The kinds of processing are highly dependent on the semantics of the language. For example, handling an IFstatement, with structure (IF <predicate> <if-true> [<if-false>]), when generating code for a stack machine like the JVM or CLR, might look somewhat like this:

处理的种类高度依赖于语言的语义。
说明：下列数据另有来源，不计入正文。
PR #806, opened 2022-10-13
Add drupal core-dev - step 5

paulmartin84:


nlisgo (approved):
This looks good to me. Could you just summarise why we need the `phpcs:ignore` or `phpcs:disable` so that we can avoid those violations in future and possibly address these few uses in a followup post-Drupal9.

PR #807, opened 2022-10-16
Upgrade to Drupal 9 - step 6

paulmartin84:


nlisgo:
Failed on the composer install step:

```
[RuntimeException]
Could not delete /ext/srv/journal-cms/web/sites/default/default.services.yml: Module 'newrelic' already loaded
```

PR #809, opened 2022-10-29
Remove config installer - step 0

nlisgo:


nlisgo:
@paulmartin84 I have created step 0

PR #946, opened 2024-02-14
Add DDev installation instructions to README.md

soggy-mushroom:


nlisgo:
Thanks @soggy-mushroom. Were you able to get journal-cms running locally?

Happy with the README.md change but not sure about the drush update. We should not do that as part of this PR.

PR #956, opened 2024-03-04
Contrib module updates

Dippers:
Contrib updates for:
address
admin_toolbar
config_devel
country
ctools
devel
entityqueue
field_permissions
field_validation
hide_revision_field
inline_entity_form
migrate_plus
migrate_tools
paragraphs
redis
token
transliterate_filenames

A patch to entity_reference_revisions has been included in the module and is no longer required.


nlisgo:
@Dippers this all looks good. I may merge this in today. I am worried that it may change the target for some of the end2end tests which I will need to help to get through. Our end2end tests are written in python.

PR #976, opened 2024-04-23
Use media oembed to resolve tweet embeds in jcms_admin

Dippers:


nlisgo:
We need to enable media module and then export config as we have the following error:

```
The service "jcms_admin.tweet" has a dependency on a non-existent service "  
[2024-04-23T07:24:55.982Z] [54.226.235.133] out:                     media.oembed.url_resolver".
```

We will need to adjust tests in `src/modules/jcms_admin/tests/src/Unit/TweetTest.php` also.

nlisgo (changes requested):
See: https://github.com/elifesciences/journal-cms/pull/976#issuecomment-2071619369

PR #229, opened 2017-05-04
Rename LICENSE to LICENSE.txt and get rid of the copying.

alinapopa:
The LICENSE file without an extension causes problems when packing it into NuGet package in the root folder. Renaming it so that copying it over with an extension is not necessary.


jonorossi:
It sort of sucks that NuGet has a problem with this, but oh well. Merged, thanks.

PR #231, opened 2017-05-08
Update tests to use NUnit3

alinapopa:
Update to NUnit3
Replace the ExpectedExceptionAttribute with Assert.Throws()


alinapopa:
Updating to NUnit3 is needed in order to use the latest adapter
http://www.alteridem.net/2017/05/04/test-net-core-nunit-vs2017/
I would also like to add the new test adapter so that I can use dotnet test for running the tests and also the tests will show up in Visual Studio.
https://www.nuget.org/packages/NUnit3TestAdapter/3.8.0-alpha1
@jonorossi are you ok with using the new test adapter now?

src/Castle.Windsor.Tests/Config/ConfigXmlInterpreterTestCase.cs
```diff
@@ -64,13 +64,12 @@ public void CorrectConfigurationMapping()
...
 
 		[Test]
-		[ExpectedException(typeof(ConfigurationProcessingException))]
 		public void MissingManifestResourceConfiguration()
 		{
 			var store = new DefaultConfigurationStore();
 			var source = new AssemblyResource("assembly://Castle.Windsor.Tests/missing_config.xml");
 			IKernel kernel = new DefaultKernel();
-			new XmlInterpreter(source).ProcessResource(source, store, kernel);
+            Assert.Throws<ConfigurationProcessingException>(() => new XmlInterpreter(source).ProcessResource(source, store, kernel));
```
jonorossi: The indention is off.

src/Castle.Windsor.Tests/Configuration2/Properties/PropertiesTestCase.cs
```diff
@@ -38,10 +38,10 @@ public void CorrectEval()
 		}
 
 		[Test]
-		[ExpectedException(typeof(ConfigurationProcessingException))]
 		public void MissingProperties()
 		{
-			container = new WindsorContainer(ConfigHelper.ResolveConfigPath("Configuration2/Properties/config_with_missing_properties.xml"));
+            Assert.Throws<ConfigurationProcessingException>(() =>
```
jonorossi: The indention is off.

src/Castle.Windsor.Tests/TypedParametersTestCase.cs
```diff
@@ -105,15 +105,18 @@ public void Typed_arguments_work_for_DynamicParameters_mixed()
...
+			Assert.Throws<ConverterException>(() =>
 			{
-				{ typeof(int), "not an int" },
-				{ typeof(string), "a string" }
-			}));
+                Kernel.Resolve<ClassWithArguments>(new Arguments(new Dictionary<Type, object>
+                {
+                    { typeof(int), "not an int" },
+                    { typeof(string), "a string" }
+                }));
```
jonorossi: The indentation is off.

jonorossi:
If you can fix the indentation in a few places everything looks great. Apologies for the delay.

> https://www.nuget.org/packages/NUnit3TestAdapter/3.8.0-alpha1
> are you ok with using the new test adapter now?

Yep, happy for you to upgrade it.

hammett:
Are we using .editorconfig? It could take care of these minor editor issues, for all PRs

alinapopa:
The indentation issues appeared because the source code uses tabs and I edited them in Visual Studio which used spaces. It would be nice if editorconfig could help with that.

alinapopa:
Switching to using the new adapter did not work well.
https://ci.appveyor.com/project/alinapopa/windsor/build/1.0.102
Adding the new adapter caused 20+ test failures, most of them with the error: 

>  Could not load file or assembly Microsoft.VisualStudio.TestPlatform.ObjectModel, Version=11.0.0.0 

. trx output is successfully uploaded, but looks like AppVeyor cannot read it. Nothing is displayed in Tests tab. 

So I will not add the new test adapter to this PR.

jeremymeng:
> Could not load file or assembly Microsoft.VisualStudio.TestPlatform.ObjectModel, Version=11.0.0.0

After adding the new NUnit test adapter, this error is caused by the new `NUnit3.TestAdapter.dll` that are now dropped to the output folder.  This dll has a dependency on Microsoft.VisualStudio.TestPlatform.ObjectModel.  The failing tests scan all assemblies in the test output folder and use Refelection to get types from them.

There are several options

1. Don't add the test adapter. We could use NUnitLite in the same way Castle.Core does. We will be missing the Visual Studio Test Explorer integration though.
2. Change `GetAvailableTypes()` to catch and ignore exceptions when assemblies fail to load. [Current code](https://github.com/castleproject/Windsor/blob/9f07453e2ac27835fe4561599654575007b44c0e/src/Castle.Windsor/Core/Internal/ReflectionUtil.cs#L174) already catches `RefelectionTypeLoadException` and returns types loaded so far. This method is in `Castle.Core.Internal` so not a breaking change to consumers.
3. Change those tests to filter `NUnit3.TestAdapter.dll`. This would make tests ugly...
4. Copy assemblies to be scanned to a new folder and test that folder. Extra code to workaround this issue.

I think option 2 is reasonable.  @jonorossi any more ideas?

jonorossi:
> Are we using .editorconfig? It could take care of these minor editor issues, for all PRs

Hmmm, actually no. I assumed we did, but we've only got one in Castle Core.

jonorossi:
> After adding the new NUnit test adapter, this error is caused by the new NUnit3.TestAdapter.dll that are now dropped to the output folder. This dll has a dependency on Microsoft.VisualStudio.TestPlatform.ObjectModel. The failing tests scan all assemblies in the test output folder and use Refelection to get types from them.

After a quick look it appears `GetExportedTypes` gets the public types of the assembly that contains the `IWindsorInstaller`, in this case in the unit test assembly which must cause `NUnit3.TestAdapter` to get loaded.

I assume the `NUnit3TestAdapter` package is designed for Visual Studio, does it then only break running in VS or does this ship with the command line build too?

alinapopa:
@jonorossi It also breaks when running from command line, with `dotnet test`

alinapopa:
#234

PR #232, opened 2017-05-10
Add CLSCompliant assembly attribute

alinapopa:
Add CLSCompliant assembly attribute
Set build script return value


jonorossi:
> Until now I've tried to not make changes that would break old solution/build setup.

Since @fir3pho3nixx was able to sort out Mono with the new tools for Castle Core we've decided to dump all the old build set up, so we can do the same thing here too, should really make things easier.

Let's add the attribute to `buildscripts/CommonAssemblyInfo.cs`, and just make that file what we need for the new tooling.

alinapopa:
> Let's add the attribute to buildscripts/CommonAssemblyInfo.cs, and just make that file what we need for the new tooling.

@jonorossi We don't use the file `buildscripts\CommonAssemblyInfo.cs` in the new build setup (so it won't be combining two files in one). I can replace `AssemblyAttributes.cs` with `CommonAssemblyInfo.cs`.

PR #234, opened 2017-05-16
Use the latest NUnitTestAdapter for running tests

alinapopa:
Add NUnit3TestAdapter
Use `dotnet test` for running the tests
Upload test results in trx files instead of xml
Fix the error `Could not load file or assembly Microsoft.VisualStudio.TestPlatform.ObjectModel, Version=11.0.0.0` by catching FileNotFoundException in `GetAvailableTypes()`

### DIFF
--- a/.gitignore
+++ b/.gitignore
@@ -21,4 +21,5 @@ _ReSharper*
 *.sln.DotSettings.user
 *.DotSettings.user
 /Packages
+/src/*/TestResults
 
--- a/appveyor.yml
+++ b/appveyor.yml
@@ -28,15 +28,13 @@ on_finish:
 - ps: >-
     $wc = New-Object System.Net.WebClient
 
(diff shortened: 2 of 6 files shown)


fir3pho3nixx:
The only concern I have with doing this is that approach is not yet compatible with linux. 

Please see issue I raised here: https://github.com/nunit/nunit3-vs-adapter/issues/324

fir3pho3nixx:
@alinapopa - Can we close this out and track it with an issue? If we don't do this I can bring TravisCI to Windsor in `refactor-build` with netcore tests running both on windows and linux.

If you agree. Please create a new issue for this and drop it into the planned column and assign me to it. The same problem exists for Castle Core.

alinapopa:
Closing for now; opened issue #243

fir3pho3nixx:
Cool, added NUnit issue tracking link. Thanks.

PR #242, opened 2017-05-18
Rename LICENSE.txt to LICENSE

alinapopa:


alinapopa:
@fir3pho3nixx 
> What about the LICENSE.txt file?

Was renamed to LICENSE (no extension).

fir3pho3nixx:
I see. My bad :)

例如，在为 JVM 或 CLR 等堆栈机器生成代码时，处理IF具有结构的语句(IF <predicate> <if-true> [<if-false>])可能看起来像这样：

func processIf(n)
    predicate = n.GetChild(0)
    processExpr(predicate) // get predicate value on stack
    falseLabel = createLabel()
    genCode(JUMP_IF_FALSE, falseLabel) // JUMP_IF_FALSE is called brfalse in CLR,
                                       // ifeq in JVM
    if_true = n.GetChild(1)
    processStmt(if_true)
    if_false = n.ChildCount > 2 ? n.GetChild(2) : null
    if (if_false != null)
        doneLabel = createLabel()
        genCode(JUMP, doneLabel)
    markLabel(falseLabel)
    if (if_false != null)
        processStmt(if_false) // if-false branch
        markLabel(doneLabel)

Generally everything is done recursively depending on the type of the current node, etc.

通常，一切都是根据当前节点的类型等递归完成的。

You should look into writing a TreeParser; it can make the job of interpreting the tree much simpler.

您应该考虑编写一个 TreeParser；它可以使解释树的工作变得更加简单。

For ANTLR 2.x see http://www.antlr2.org/doc/sor.htmlFor ANTLR 3.x see http://www.antlr.org/wiki/display/ANTLR3/Tree+construction(java-based parser and tree parser example)

对于 ANTLR 2.x，请参见http://www.antlr2.org/doc/sor.html对于 ANTLR 3.x，请参见http://www.antlr.org/wiki/display/ANTLR3/Tree+construction（基于 java解析器和树解析器示例）

I did something similar (but not really) and I ended up with a TreeParser.

我做了类似的事情（但不是真的），最后我得到了一个 TreeParser。

I also suggest buying the ANTLR book. I found it to be more valuable than any web resource. It may not have all the answers but it sure helps with the basics.

我还建议购买 ANTLR 书。我发现它比任何网络资源都更有价值。它可能没有所有的答案，但它肯定有助于基础知识。